Thursday, 3 November 2016

Air-conditioning treath and HFCs extremely powerful heat-trappers

Ozone layer gmt de
Ozone layer gmt de (Photo credit: Wikipedia)
One day the West had thought to have found the solution against an escalating threat to the climate and were pleased to change the refrigerators gases with hydrofluorocarbons (HFCs) to save the ozone layer.

So when nations signed the Montreal Protocol in 1987 – which aimed to save the ozone layer by banning ozone-eating chlorofluorocarbons (CFCs) from use in aerosols, refrigerators and air-conditioning units – few questioned the idea that ozone-friendly hydrofluorocarbons (HFCs) would make a great substitute.

But although HFCs did not destroy the ozone layer, they were potent greenhouse gases.
After almost 30 years, and with the manufacture of HFCs rising globally by 7 per cent each year, that mistake is about to be put right.

Seven years and requiring many determined advocates — major Western governments, the small island nation of Micronesia, poor African nations that fear drought and even starvation and persistent environmental groups reached an accord in Kigali, Rwanda, in October following the ratification by enough countries of last year’s Paris agreement broadly reducing greenhouse gases to allow it to take effect, as well as a narrower agreement to limit emissions from aircraft. It completes a trifecta of diplomatic accords aimed at keeping the rise in global temperatures below 3.6 degrees Fahrenheit (two degrees Celsius) over the average preindustrial temperatures — a point beyond which the manifest consequences of climate change, including rising sea levels and droughts, are likely to become exponentially worse.

Despite obvious threats to their populations from rising sea levels and droughts, some developing countries like India pushed back hard, in part because their people were on the verge of being able to afford air-conditioners powered by HFCs.
Although they now make up only a small part of the greenhouse gases in the atmosphere, HFCs are extremely powerful heat-trappers and, if left unchecked, would make it hard not to exceed the 3.6 degree threshold. One factor driving the negotiations was the rapid growth of air-conditioning in nations like China and India.

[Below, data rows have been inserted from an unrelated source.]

PR #6084, opened 2022-09-12
Guard removal of rules and targets files

emjin:
Semgrep creates temporary rules and targets files to send to semgrep-core. These files may not be removed by the temporary file system. To avoid undefined behavior, we try to manually remove the file but do not crash if we fail.

Related to https://github.com/returntocorp/semgrep/issues/5996

Test plan: make test

PR checklist:

### DIFF
--- a/cli/src/semgrep/core_runner.py
+++ b/cli/src/semgrep/core_runner.py
@@ -908,8 +908,16 @@ class CoreRunner:
                     parsing_data.add_error(err)
             errors.extend(parsed_errors)
 
-        os.remove(rule_file_name)
-        os.remove(target_file_name)
+        try:
+            # We use NamedTemporaryFile for the rules and targets files to
+            # create files with random names, but because of how we open
+            # the files we need to remove them ourselves. However, we are
+            # not guaranteed that a different implementation would not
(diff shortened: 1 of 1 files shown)


underyx (approved):

cli/src/semgrep/core_runner.py
```diff
@@ -908,8 +908,16 @@ def _run_rules_direct_to_semgrep_core(
...
-        os.remove(rule_file_name)
-        os.remove(target_file_name)
+        try:
+            # We use NamedTemporaryFile for the rules and targets files to
+            # create files with random names, but because of how we open
+            # the files we need to remove them ourselves. However, we are
+            # not guaranteed that a different implementation would not
+            # remove the file. Therefore, we wrap this in a try-except
+            os.remove(rule_file_name)
+            os.remove(target_file_name)
```
underyx, line 925: note that this assumes both files would be deleted together

chmccreery: Yeah, might be nice to put these into separate try/except blocks so that the `logger.warning` line could be more specific about which file(s) was not found.

chmccreery (approved):
Thanks @emjin!

PR #6089, opened 2022-09-12
chore(swift): Upgrade semgrep-swift

nmote:
See https://github.com/returntocorp/ocaml-tree-sitter-semgrep/pull/343 for details on the changes here.

Notably, this fixes the issue where:

```
foo
...
```

was not parsed as two statements, where one was `foo` and the next was the Semgrep ellipsis. This fix should make writing Swift rules more intuitive.

Test plan: Automated tests

PR checklist:


semgrep-core/src/parsing/tree_sitter/Parse_swift_tree_sitter.ml
```diff
@@ -472,16 +473,72 @@ let map_as_operator (env : env) (x : CST.as_operator) =
   | `As_quest tok -> (* as_quest_custom *) token env tok
   | `As_bang tok -> (* as_bang_custom *) token env tok
 
+let map_referenceable_operator (env : env) (x : CST.referenceable_operator) =
```
brandonspark, line 476: was there a reason for this to switch positions?

semgrep-core/src/parsing/tree_sitter/Parse_swift_tree_sitter.ml
```diff
@@ -3069,7 +3149,15 @@ and map_type_parameters (env : env) ((v1, v2, v3, v4) : CST.type_parameters) =
         v2)
       v3
   in
-  let v4 = (* ">" *) token env v4 in
+  (* TODO handle type constraints? *)
```
brandonspark, line 3152: might these be able to be folded into the `tp_attrs` on the type parameter `v2`? seems they're modifiers on the parameter, i think

brandonspark (approved):
I reviewed the `semgrep-swift` PR but not this one. Oops.

In the words of the wise sages of the East: "looks good to me"

semgrep-core/src/parsing/tree_sitter/Parse_swift_tree_sitter.ml
nmote: Yeah, it is now referenced in a function that was previously defined above it.

semgrep-core/src/parsing/tree_sitter/Parse_swift_tree_sitter.ml
nmote: I'm not actually sure what these are, but I figured that since they weren't even parsed before, it probably wasn't urgent to handle them. Would you be okay with leaving this for later?

nmote: Normally I would expect a type constraint to exist on each individual type parameter, and not as a separate list after the other type parameters. That's where my confusion is and why I think I'd need to spend a bit of time understanding the construct before deciding how to handle it.

brandonspark: I think before, what I did was I folded type constraints into the entity of the defined thing, or the nearest type.

It's weird because I went and looked at the Swift grammar, and to my understanding our `type_constraints` are the same as `generic-where-clause`, which is not permitted to appear after a singular type parameter, as it does here. My assumption would be that these type constraints (which appear right after a singular type parameter) are modifiers on the type parameter, but given that it doesn't seem to be in the grammar, I'm unsure if that's accurate.

In any case, I think it's fine to just merge this. I'm not even sure why this change was made to the `tree-sitter` grammar.

alex-pinkus: Indeed, the current official grammar does not support this; a `generic-parameter-clause` is just made up of a comma-separated list of `generic-parameter` items, separated by a comma, and surrounded by `<` `>`. This syntax was changed in [`SE-0081`](https://github.com/apple/swift-evolution/blob/main/proposals/0081-move-where-expression.md), prior to which there was permitted to be a single `where` clause within the `generic-parameter-clause`. The motivation in SE-0081 was that where clauses can get very long, with an example given of:

```
func anyCommonElements<T : SequenceType, U : SequenceType where
    T.Generator.Element: Equatable,
    T.Generator.Element == U.Generator.Element>(lhs: T, _ rhs: U) -> Bool
{
    ...
}
```

These days that code fails to compile, printing out:
```
error: 'where' clause next to generic parameters is obsolete, must be written following the declaration's type
```

With the old behavior, the single `where` clause would contain type constraints that apply to any of the generic parameters.

It's reasonable to ask why I added support for it now, when the real compiler dropped support six years ago. The answer, actually, is `semgrep`! I was looking at the repositories [in your parsing-stats directory](https://github.com/returntocorp/semgrep/blob/aadd498a94274c13071031ab41c50c4991bbcdc4/parsing-stats/lang/swift/projects.txt) and I noticed that one of them [uses this obsolete syntax](https://github.com/ReactKit/ReactKit/blob/swift/2.0/ReactKit/Stream.swift#L221). That repository was last updated in 2015, so I suspect it simply doesn't build with the latest compiler. There are a few others for which I made some legacy syntax additions as well.

brandonspark: @alex-pinkus Oh, thank you for the in-depth explanation!

That's super considerate of you actually -- I hadn't realized that you had done this on our behalf. Thanks so much for your help, you've been very accommodating :)

nmote: Nice, thanks for the explanation and for the change!

PR #6090, opened 2022-09-12
fix: semgrep blocking on triaged issues

chmccreery:
DO NOT MERGE: I am considering whether to instead change this on the app side. If semgrep CLI has consistently used these other variable names, then by changing the app instead we could fix older as well as current/future versions of semgrep.

----------

Here's another place where true, typed interfaces would have saved us. 

Since we don't have that yet, I am also trying to figure out a setup in pytest that will mock the /deployments/scans/config response and verify that ScanConfig has the correct properties as a result.

So far, I have tested this manually. I verified that a blocking finding locally returned status code 1. Then I triaged it to ignored and verified that it still had status code 1. Then I made these code changes and verified that it returned status code 0.

PR checklist:

Closes APP-2149


chmccreery:
Closing to fix on app side instead, which will be released sooner and also then fix this issue for folks running older versions of semgrep (this has been broken since before 0.110.0 and maybe never worked properly).

PR #6098, opened 2022-09-13
fix: add backwards compatibility with old endpoints

chmccreery:
We have a customer still running a version of semgrep-app from March 2022 on-prem. These changes give backwards-compatibility with that version of the app for that customer specifically.

Test plan:

Tested against version of semgrep-app from Aug 3, 2022 before the refactor on app. To do this, I downgraded the migrations back through Aug 1, then checked out develop from that date (git checkout `git rev-list -n 1 --before="2022-08-03 13:37" develop`) then ran:

`SEMGREP_APP_URL="http://localhost:5000" SEMGREP_APP_TOKEN=<secret> python -m semgrep ci`

PR checklist:

### DIFF
--- a/cli/src/semgrep/app/scans.py
+++ b/cli/src/semgrep/app/scans.py
@@ -332,8 +332,12 @@ class ScanHandler:
             json=findings_and_ignores,
         )
         # TODO: delete this once all on-prem app instances are gone
-        if response.status_code == 404:
-            response = state.app_session.post(
+        if (
+            response.status_code == 404
+            and state.env.semgrep_url != "https://semgrep.dev"
+        ):
+            # order matters here - findings sends back errors but ignores doesn't
+            ignores_response = state.app_session.post(
                 f"{state.env.semgrep_url}/api/agent/scans/{self.scan_id}/ignores",
                 json={"findings": ignores},
             )
--- a/cli/src/semgrep/app/scans.py
+++ b/cli/src/semgrep/app/scans.py
@@ -116,6 +116,47 @@ class ScanHandler:
                 f"API server at {state.env.semgrep_url} returned type '{type(response.json())}'. Expected a dictionary."
             )
 
+    def fetch_config_and_start_scan_old(self, meta: Dict[str, Any]) -> None:
+        """
+        Get configurations for scan and create scan object
+        Backwards-compatible with versions of semgrep-app from before Aug 2022
+        TODO: Delete once all old, on-prem instances have been deprecated
+        """
+        state = get_state()
+
+        logger.debug("Getting deployment information")
+        get_deployment_url = f"{state.env.semgrep_url}/api/agent/deployments/current"
+        body = self._get_scan_config_from_app(get_deployment_url)
+        self._deployment_id = body["deployment"]["id"]
+        self._deployment_name = body["deployment"]["name"]
+
+        logger.debug("Creating scan")
+        create_scan_url_old = (
+            f"{state.env.semgrep_url}/api/agent/deployments/{self.deployment_id}/scans"
+        )
+        response = state.app_session.post(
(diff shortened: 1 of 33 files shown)


pangngan (approved):

cli/src/semgrep/commands/ci.py
```diff
@@ -297,8 +297,11 @@ def ci(
                 # Note this needs to happen within fix_head_if_github_action
                 # so that metadata of current commit is correct
                 if scan_handler:
-                    scan_handler.fetch_and_init_scan_config(metadata_dict)
-                    scan_handler.start_scan(metadata_dict)
+                    try:
```
brendongo, line 300: Nice

cli/src/semgrep/app/scans.py
```diff
@@ -290,6 +331,16 @@ def report_findings(
...
         )
+        # TODO: delete this once all on-prem app instances are gone
+        if response.status_code == 404:
+            response = state.app_session.post(
+                f"{state.env.semgrep_url}/api/agent/scans/{self.scan_id}/ignores",
+                json={"findings": ignores},
+            )
+            response = state.app_session.post(
+                f"{state.env.semgrep_url}/api/agent/scans/{self.scan_id}/findings",
+                json=findings_and_ignores,
```
brendongo, line 346: This should just be findings right?

cli/src/semgrep/app/scans.py
```diff
@@ -228,21 +269,21 @@ def report_findings(
...
-            ],
+            "findings": findings,
             "searched_paths": [str(t) for t in targets],
-            "rule_ids": all_ids,
-            "ignores": [
-                match.to_app_finding_format(commit_date).to_json()
-                for match in new_ignored
-            ],
+            "rule_ids": rule_ids,
+            "cai_ids": cai_ids,
```
brendongo, line 285: Do we need to send back cai_ids?

cli/src/semgrep/app/scans.py
```diff
@@ -290,6 +331,16 @@ def report_findings(
             f"{state.env.semgrep_url}/api/agent/scans/{self.scan_id}/findings_and_ignores",
             json=findings_and_ignores,
         )
+        # TODO: delete this once all on-prem app instances are gone
+        if response.status_code == 404:
```
brendongo: Can we also add a condition here that state.env.semgrep_url is not https://semgrep.dev so we only fall back to this on VPC

cli/src/semgrep/commands/ci.py
```diff
@@ -297,8 +297,11 @@ def ci(
...
+                        scan_handler.fetch_and_init_scan_config(metadata_dict)
+                        scan_handler.start_scan(metadata_dict)
+                    except Exception:
+                        scan_handler.fetch_config_and_start_scan_old(metadata_dict)
```
brendongo: Probably want the same condition as mentioned in above comment

brendongo (changes requested):
-

cli/src/semgrep/app/scans.py
chmccreery: Yeah, but technically it's the same, just minus the "ignores" key so I figured we could just re-use this (sending extra fields doesn't hurt functionality)

cli/src/semgrep/app/scans.py
chmccreery: I think we might, since their app pre-dates us getting rid of CAI and I don't know if they have CAI enabled. Without this.

cli/src/semgrep/app/scans.py
brendongo: Ah I see

brendongo (approved):

PR #6102, opened 2022-09-15
feat: Support semgrepconfig file for scan metadata

zyannes:
PR checklist:

- [x]  Purpose of the code is [evident to future readers](https://semgrep.dev/docs/contributing/contributing-code/#explaining-code)

### DIFF
--- a/cli/src/semgrep/commands/ci.py
+++ b/cli/src/semgrep/commands/ci.py
@@ -30,6 +30,7 @@ from semgrep.meta import GitMeta
 from semgrep.metrics import MetricsState
 from semgrep.output import OutputHandler
 from semgrep.output import OutputSettings
+from semgrep.project import ProjectConfig
 from semgrep.rule import Rule
 from semgrep.rule_match import RuleMatchMap
 from semgrep.state import get_state
@@ -298,6 +299,8 @@ def ci(
                 # so that metadata of current commit is correct
                 if scan_handler:
                     try:
+                        proj_config = ProjectConfig.load_all()
+                        metadata_dict = {**metadata_dict, **proj_config.to_dict()}
                         scan_handler.fetch_and_init_scan_config(metadata_dict)
                         scan_handler.start_scan(metadata_dict)
                     except Exception as e:
--- a/cli/src/semgrep/project.py
+++ b/cli/src/semgrep/project.py
@@ -1,13 +1,27 @@
 """
 Utility for identifying the URL of the current git project
 """
+import json
+import re
+from copy import deepcopy
+from pathlib import Path
+from typing import Any
+from typing import Dict
+from typing import List
 from typing import Optional
 
+import ruamel.yaml
+from attr import define
+from attr import Factory
+
+from semgrep.git import get_git_root_path
 from semgrep.util import git_check_output
 from semgrep.util import manually_search_file
 from semgrep.verbose_logging import getLogger
 
 logger = getLogger(__name__)
+
+CONFIG_FILE_PATTERN = re.compile(r"^\.semgrepconfig(\.yml|\.yaml)?$")
 
 
 def get_project_url() -> Optional[str]:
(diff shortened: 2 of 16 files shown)


cli/src/semgrep/commands/ci.py
```diff
@@ -298,6 +299,8 @@ def ci(
                 # so that metadata of current commit is correct
                 if scan_handler:
                     try:
+                        proj_config = ProjectConfig.load_all()
+                        metadata_dict = {**metadata_dict, **proj_config.to_dict()}
```
chmccreery, line 303: So it looks like semgrepconfig keys will take precedence over metadata set elsewhere - is that a deliberate choice/something we need to document?

cli/src/semgrep/project.py
```diff
@@ -24,3 +38,71 @@ def get_project_url() -> Optional[str]:
...
+            config: Dict[str, Any] = yaml.load(fp)
+            return config
+
+    @classmethod
+    def load_all(cls) -> "ProjectConfig":
+        src_directory = get_git_root_path()
+        cwd_path = Path.cwd()
+        conf_files = cls._find_all_config_files(src_directory, cwd_path)
+
+        # Sort by depth asc
```
chmccreery: This means deeper files are later in list and thus take precedence, yes?

cli/src/semgrep/project.py
```diff
@@ -24,3 +38,71 @@ def get_project_url() -> Optional[str]:
...
+
+    def to_dict(self) -> Dict[str, Any]:
+        # Convert all tag values to strings
+        data = deepcopy(self.metadata)
+        tags = data.pop("tags", None)
+        if tags:
+            data["tags"] = []
+            for tag in tags:
+                if isinstance(tag, dict):
+                    data["tags"].append(json.dumps(tag))
```
chmccreery: Might be nice to call out explicitly (with examples?) the types of "tags" data you are supporting here and why you are flattening them all to be of type string. It strikes me as a little odd that we support standalone-string tags and also dictionary-type tags. Can we simplify and just support one or has that ship sailed?

cli/src/semgrep/project.py
```diff
@@ -24,3 +38,71 @@ def get_project_url() -> Optional[str]:
...
+                else:
+                    data["tags"].append(str(tag))
+        # Strip out version
```
chmccreery, line 122: why?

cli/tests/unit/test_project_config.py
```diff
@@ -0,0 +1,116 @@
...
+def test_projectconfig__find_all_config_files_basic(git_tmp_path):
+    dir_files = ["test.py", "main.py", "setup.py"]
+    create_mock_dir(git_tmp_path, dir_files)
+    make_semgrepconfig_file(git_tmp_path, CONFIG_TAGS)
+    config_files = ProjectConfig._find_all_config_files(git_tmp_path, git_tmp_path)
+    assert config_files == [git_tmp_path / ".semgrepconfig"]
+
+
+@pytest.mark.quick
+def test_projectconfig__find_all_config_files_monorepo(git_tmp_path):
```
chmccreery, line 32: This is such a beautiful test! It's so readable! 🥇

chmccreery (approved):
Looks good! Super readable, and great tests! 🎉 Only question of substance is around our support of multiple formats for tags, and whether we can unify those somehow (even if not in the .semgrepconfig, maybe by the time they get to the app?)

cli/src/semgrep/project.py
OffBy0x01: From a user perspective, when editing config files, it would be clearer how data will be used/what is expected of me with a dict. For example, if I received a config template with something like this, I could run semgrep without ever adding the correct config data:

```
{
    'name=',
    'animal=',
    'age='
}
```

Just by nature of the parser - I wouldn't be able to do the same with a config template like this (which is a good thing!):

```
{
    'name':,
    'animal':,
    'age':
}
```

cli/src/semgrep/project.py
zyannes: That is correct!

cli/src/semgrep/project.py
zyannes: Great point! I'll update the ProjectConfig to have explicit fields/types and add a validation method.

cli/src/semgrep/project.py
zyannes: Simplified in latest commit

cli/src/semgrep/commands/ci.py
zyannes: Yes this is intentional since if metadata/tags are checked into an SCM, then it should be the source of truth. I viewed this as a similar process to terraform: once a resource is managed by terraform, it will overwrite changes made, for example, in the console.

aryx:
Is there some documentation on this .semgrepconfig file? What is its format? Which fields are allowed?
Or is it still an experimental feature?

zyannes:
> Is there some documentation on this .semgrepconfig file? What is its format? Which fields are allowed? Or is it still an experimental feature?

It's still technically experimental. I'll work with the team to get docs updated for SemgrepConfig once this is released.

chmccreery (approved):
Looks good! Might be nice to add a test case for the issue that @OffBy0x01 mentioned, too!

aryx:
Would be nice to have access to some docs before, so the PA team can also give feedback on it given our work on jsonnet is a bit related to it (I think we can have both, because they serve different purpose, but would be nice to be in the loop).

chmccreery:
> Would be nice to have access to some docs before

I agree with this - and generally worry that we've been a bit remiss on docs updates recently. Maybe you could just make a google doc and link it here so the changes aren't user-facing yet @zyannes, and then when it becomes user-facing, the doc you wrote would help the TW team update our user-facing docs appropriately.

zyannes:
@chmccreery there is information (and examples) in the scope doc which is linked in Linear.

aryx:
Then I think it's ok to give a link to the scope doc or the linear ticket in your PR, so people not familiar with it can just follow the link.
Actually what is this scope doc? I don't see anything related in https://drive.google.com/drive/folders/13ZODLU-6UMWfzLlQdiz-T4Gu64wr-K5B our google shared drive in the scope folder.

chmccreery:
@aryx I believe it is this one: https://docs.google.com/document/d/1Ffp7trrVe9rKzvSLrlb6VaMFBRkW5kW2No7XMMVdxxY/edit#heading=h.1djkkjt93l5y

(it was linked in the Linear project, so if you follow the linear ticket that this closes, and then click to the right of the project label where there is a little arrow, you can get to the linear project, which has a link to the scope doc)

aryx:
thanks @chmccreery . Please add scope docs to the shared R2C google drive in the Scope docs folder, so things are more discoverable by other (right now I've added a link from there to the doc, but it would be better to move the doc there).

chmccreery:
I don't seem to have permission for that on this doc, but maybe @zyannes does?

PR #6106, opened 2022-09-16
fix(python): typed expression translation bug

brandonspark:
**What:**
A little while ago, I made the PR #5949, which introduces a regression which only a DeepSemgrep test catches. Essentially, sole standalone casted expressions are no longer parsed as `DefStmt`s, which has semantic meaning in DeepSemgrep.

**Why:**
This is not the desired behavior, and makes it so that naming fails for class fields, which rely on the `DefStmt`. See the following file:
`self_ex.py`
```
class Ex:
    #DEF: Ex.fld1
    fld1: int
    fld2_dead_ok: int
    fld3: int = 42

    #DEF: Ex.bar
    def bar():
        return 1

    def other_dead_ok():
        return 1

    #DEF: Ex.foo
    def foo():
        #USE: Ex.fld1
        x = self.fld1
        #USE: Ex.bar
        self.bar(x)
        return 0

    
def test_dead_ok():
    #USE: Ex.foo
    Ex().foo();
```
This test makes `fld1` invisible to DeepSemgrep.

**How:**
Made it so that `Cast`s of `Name`s are properly translated to `DefStmt`s, as they were before.

**Test plan:**
`make test` in DeepSemgrep (I've tested that this fixes the regression).

Closes PA-1881.

PR checklist:

### DIFF
--- a/semgrep-core/src/parsing/pfff/Python_to_generic.ml
+++ b/semgrep-core/src/parsing/pfff/Python_to_generic.ml
@@ -735,6 +735,13 @@ and stmt_aux env x =
   | AugAssign (v1, (v2, tok), v3) ->
       let v1 = expr env v1 and v2 = operator v2 and v3 = expr env v3 in
       [ G.exprstmt (G.AssignOp (v1, (v2, tok), v3) |> G.e) ]
+  | Cast (Name (id, _kind, _ref), _tok, ty) ->
+      (* no need to guard with assign_to_vardef here *)
+      let id = name env id in
+      let ty = type_ env ty in
+      let ent = G.basic_entity id in
+      let def = G.VarDef { G.vtype = Some ty; vinit = None } in
+      [ G.DefStmt (ent, def) |> G.s ]
   | Cast (e, tok, ty) ->
       [ G.exprstmt (G.Cast (type_ env ty, info tok, expr env e) |> G.e) ]
   | Raise (t, v1) -> (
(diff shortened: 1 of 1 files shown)


semgrep-core/src/parsing/pfff/Python_to_generic.ml
```diff
@@ -735,6 +735,13 @@ and stmt_aux env x =
   | AugAssign (v1, (v2, tok), v3) ->
       let v1 = expr env v1 and v2 = operator v2 and v3 = expr env v3 in
       [ G.exprstmt (G.AssignOp (v1, (v2, tok), v3) |> G.e) ]
+  | Cast (Name (id, _kind, _ref), _tok, ty) ->
+      (* no need to guard with assign_to_vardef here *)
+      let id = name env id in
+      let ty = type_ env ty in
+      let ent = G.basic_entity id in
+      let def = G.VarDef { G.vtype = Some ty; vinit = None } in
```
IagoAbal, line 750: May be worth adding a comment that this is translated in this very specific way for DeepSemgrep's consumption?

IagoAbal (approved):
Great!

semgrep-core/src/parsing/pfff/Python_to_generic.ml
IagoAbal: Well, after a second thought, I think this translation makes more sense in general anyways. What feels weird is that we parse `fld1 : int` as a cast in the first place. 🤷‍♂️

PR #6113, opened 2022-09-16
generic mode: Allow short text targets without 2D layout

### LINKED ISSUE #6071: Issues when scanning long lines with `generic` mode
**Describe the bug**

* when you run a generic rule, this one specifically https://semgrep.dev/s/7PnQ on a one line snippet of code - it is not working
when you add extra line to a snippet, like here: https://semgrep.dev/s/E6zN - it works
same for the CLI
also if you make first line even longer https://semgrep.dev/playground/s/7PQ2 - it is not working again (with 1 extra line)
but if I add one more extra line https://semgrep.dev/s/Le26 - it works again

* it seems like this behavior also affects the `autofix` feature since it works incorrectly on such lines (but can be not related :v:)
running https://semgrep.dev/s/7PnQ in the CLI will incorrectly fix last finding

**To Reproduce**
https://semgrep.dev/s/7PnQ

mjambon:
Closes https://github.com/returntocorp/semgrep/issues/6071

PR checklist:


aryx (approved):

aryx:
not sure what's going on with the CI failure

changelog.d/gh-6071.changed
```diff
@@ -0,0 +1,6 @@
+generic mode: allow text input without human-readable indentation up to 500
```
IagoAbal, line 1: Can't we handle more than 500 bytes without problems? If we don't raise it then I think we should make it configurable.

mjambon: No, minified or binary code can be extremely slow to handle, so we skip such files. Allowing single-line files up to 500 bytes is a quick fix to prevent a common problem that rule authors run into. The generic mode is for source code, i.e. human-readable text with meaningful indentation.

Removing this and other limits completely can be done with the `--force` option of `spacegrep` to developers who have access to it.

PR #6118, opened 2022-09-17
style(CLI): modify output to separate non-blocking and blocking findings

pangngan:
This PR modifies the CLI output such that now findings are separating into blocking and non-blocking findings. Additionally, if there are blocking findings, we also show a list of blocking rules that were fired. 

image

PR checklist:

Closes APP-2306

### DIFF
--- a/cli/src/semgrep/formatter/text.py
+++ b/cli/src/semgrep/formatter/text.py
@@ -584,7 +584,10 @@ class TextFormatter(BaseFormatter):
         if first_party_blocking_rules:
             formatted_first_party_blocking_rules = [
                 with_color(Colors.foreground, rule_id, bold=True)
-                for rule_id in set(first_party_blocking_rules)
+                for rule_id in sorted(
+                    set(first_party_blocking_rules),
+                    key=first_party_blocking_rules.index,
+                )
             ]
             first_party_blocking_rules_output = (
                 [
--- a/cli/src/semgrep/formatter/text.py
+++ b/cli/src/semgrep/formatter/text.py
@@ -500,7 +500,7 @@ class TextFormatter(BaseFormatter):
                     first_party_blocking.append(match)
                     rule_id = match.match.rule_id.value
                     # When ephemeral rules are run with the -e or --pattern flag in the command-line, the rule_id is set to -.
-                    # The short rule is ran in the command-line and has no associated rule_id
+                    # The rule is ran in the command-line and has no associated rule_id
                     if rule_id != "-":
                         first_party_blocking_rules.append(rule_id)
                 else:
--- a/cli/src/semgrep/formatter/text.py
+++ b/cli/src/semgrep/formatter/text.py
@@ -499,6 +499,7 @@ class TextFormatter(BaseFormatter):
                 if match.is_blocking:
                     first_party_blocking.append(match)
                     rule_id = match.match.rule_id.value
+                    # When ephemeral rules are run with the -e or --pattern flag in the command-line, the rule_id is set to -
                     if rule_id != "-":
                         first_party_blocking_rules.append(rule_id)
                 else:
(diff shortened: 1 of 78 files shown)


cli/src/semgrep/formatter/text.py
```diff
@@ -491,10 +491,18 @@ def format(
...
+        first_party_blocking = []
+        first_party_nonblocking = []
+        first_party_blocking_rules = []
         for match in rule_matches:
             if "sca_info" not in match.extra:
-                first_party.append(match)
+                if match.is_blocking:
+                    first_party_blocking.append(match)
+                    rule_id = match.match.rule_id.value
+                    if rule_id not in first_party_blocking_rules and rule_id != "-":
```
sabrinabrogren: nit: you could make `first_party_blocking_rules` a set so you don't have to check for duplicates

pangngan: Done! I had to sort the set because I wanted to keep the order of the rules listed the same as what you'd see in the list of findings but if listing alphabetically works, I can change `first_party_blocking_rules` to just be initialized as a set, and just add elements to it as well.

cli/src/semgrep/formatter/text.py
```diff
@@ -543,30 +551,60 @@ def format(
...
+                "\nBlocking Findings:\n" + "\n".join(first_party_blocking_output)
+            )
+
+        first_party_blocking_rules_output = []
+        if first_party_blocking_rules:
+            formatted_first_party_blocking_rules = [
+                with_color(Colors.foreground, rule_id, bold=True)
+                for rule_id in sorted(
+                    set(first_party_blocking_rules),
+                    key=first_party_blocking_rules.index,
```
pangngan, line 591: Sorting the set here because I thought it would make sense for us to return the rules in the same order that is returned by the findings listed right above.

cli/src/semgrep/formatter/text.py
```diff
@@ -491,10 +491,18 @@ def format(
...
+        first_party_blocking = []
+        first_party_nonblocking = []
+        first_party_blocking_rules = []
         for match in rule_matches:
             if "sca_info" not in match.extra:
-                first_party.append(match)
+                if match.is_blocking:
+                    first_party_blocking.append(match)
+                    rule_id = match.match.rule_id.value
+                    if rule_id != "-":
```
chmccreery, line 504: When is the rule_id just a dash? Can you add some comment here to explain it? It feels a little fishy to me

cli/src/semgrep/formatter/text.py
```diff
@@ -543,30 +551,60 @@ def format(
...
                 extra.get("color_output", False),
                 extra["per_finding_max_lines_limit"],
                 extra["per_line_max_chars_limit"],
                 extra["dataflow_traces"],
             )
             findings_output.append(
-                "\nFirst-Party Findings:\n" + "\n".join(first_party_output)
+                "\nFirst-Party Non-Blocking Findings:\n"
+                + "\n".join(first_party_nonblocking_output)
+            ) if (reachable or unreachable) else findings_output.append(
```
chmccreery, line 567: Ooh nice touch!

chmccreery (approved):

cli/src/semgrep/formatter/text.py
pangngan: Just added a comment! It's when we run semgrep using the -e or --pattern flag and so there is no rule_id specified there and is just set to "-" instead.

cli/src/semgrep/formatter/text.py
```diff
@@ -491,10 +491,20 @@ def format(
...
+        first_party_nonblocking = []
+        first_party_blocking_rules = []
         for match in rule_matches:
             if "sca_info" not in match.extra:
-                first_party.append(match)
+                if match.is_blocking:
+                    first_party_blocking.append(match)
+                    rule_id = match.match.rule_id.value
+                    # When ephemeral rules are run with the -e or --pattern flag in the command-line, the rule_id is set to -.
+                    # The short rule is ran in the command-line and has no associated rule_id
```
pangngan:
```suggestion
                    # The rule is ran in the command-line and has no associated rule_id
```

cli/src/semgrep/formatter/text.py
chmccreery: Ah, perfect! Thanks :)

HFCs were once seen as a technological godsend. They were developed in response to the 1987 Montreal Protocol, a global agreement requiring nations and manufacturers to find a substitute for chlorofluorocarbons, or CFCs, then the dominant refrigerant, which was destroying the planet’s ozone layer. The chemical industry replaced that chemical with HFCs, which don’t harm the ozone layer but, as it turned out, added greatly to global warming.

The richest countries, including the United States, will freeze production and consumption of HFCs by 2018; much of the rest of the world, including China, Brazil and all of Africa, will do the same by 2024; and a few nations, including India, will have until 2028. Several newer and less harmful refrigerants are available, although they may be more expensive in the short run. The timetable will allow poorer countries to wait until prices come down. But unlike the Paris agreement, which consists of voluntary pledges, this one will be mandatory, with trade sanctions for nations that do not comply.

Mattlan Zackhras, the minister-in-assistance to the president of the Marshall Islands, said in a statement
"It may not be entirely what the islands wanted, but it is a good deal," 
and expressed his hope
"We all know we must go further, and we will go further."
Erik Solheim, executive director of the UN Environment Program, said
"This is about much more than the ozone layer and HFCs. It is a clear statement by all world leaders that the green transformation started in Paris is irreversible and unstoppable."